Show each line in the listing below that contains the word "bolden".
Records supplied section start
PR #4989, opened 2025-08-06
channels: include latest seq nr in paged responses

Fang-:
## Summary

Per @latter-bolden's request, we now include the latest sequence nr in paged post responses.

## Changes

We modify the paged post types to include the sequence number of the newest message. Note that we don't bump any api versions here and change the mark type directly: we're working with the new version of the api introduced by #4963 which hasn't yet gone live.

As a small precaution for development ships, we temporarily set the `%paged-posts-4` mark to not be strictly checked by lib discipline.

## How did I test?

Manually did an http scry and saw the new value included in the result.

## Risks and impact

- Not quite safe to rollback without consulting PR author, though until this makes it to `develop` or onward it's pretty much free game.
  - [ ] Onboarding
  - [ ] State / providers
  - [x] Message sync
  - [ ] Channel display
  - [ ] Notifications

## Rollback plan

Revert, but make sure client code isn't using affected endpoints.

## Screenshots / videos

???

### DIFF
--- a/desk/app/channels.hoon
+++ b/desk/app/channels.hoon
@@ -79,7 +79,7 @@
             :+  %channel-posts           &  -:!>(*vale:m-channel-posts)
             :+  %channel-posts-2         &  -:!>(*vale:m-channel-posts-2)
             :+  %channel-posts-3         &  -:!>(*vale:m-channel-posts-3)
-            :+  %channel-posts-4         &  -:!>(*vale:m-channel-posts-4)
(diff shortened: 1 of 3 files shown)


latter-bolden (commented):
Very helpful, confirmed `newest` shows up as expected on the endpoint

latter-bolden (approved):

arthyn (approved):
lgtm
Records supplied section end
Records supplied section start
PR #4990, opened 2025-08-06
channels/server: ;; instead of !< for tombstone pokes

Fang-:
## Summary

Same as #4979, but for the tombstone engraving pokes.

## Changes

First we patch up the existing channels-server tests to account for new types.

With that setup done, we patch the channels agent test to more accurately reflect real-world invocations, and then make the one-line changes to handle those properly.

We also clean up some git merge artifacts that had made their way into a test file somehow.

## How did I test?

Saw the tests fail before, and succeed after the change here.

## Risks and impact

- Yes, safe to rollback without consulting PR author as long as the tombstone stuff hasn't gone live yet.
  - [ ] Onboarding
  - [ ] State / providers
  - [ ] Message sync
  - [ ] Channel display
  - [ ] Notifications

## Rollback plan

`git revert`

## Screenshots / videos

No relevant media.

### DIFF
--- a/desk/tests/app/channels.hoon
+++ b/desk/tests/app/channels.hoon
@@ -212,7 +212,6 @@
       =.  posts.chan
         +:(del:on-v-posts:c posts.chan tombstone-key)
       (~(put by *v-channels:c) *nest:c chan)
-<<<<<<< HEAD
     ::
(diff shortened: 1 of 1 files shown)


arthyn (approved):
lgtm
Records supplied section end
## Exercise response:
Per @latter-bolden's request, we now include the latest sequence nr in paged post responses.
latter-bolden (commented):
latter-bolden (approved):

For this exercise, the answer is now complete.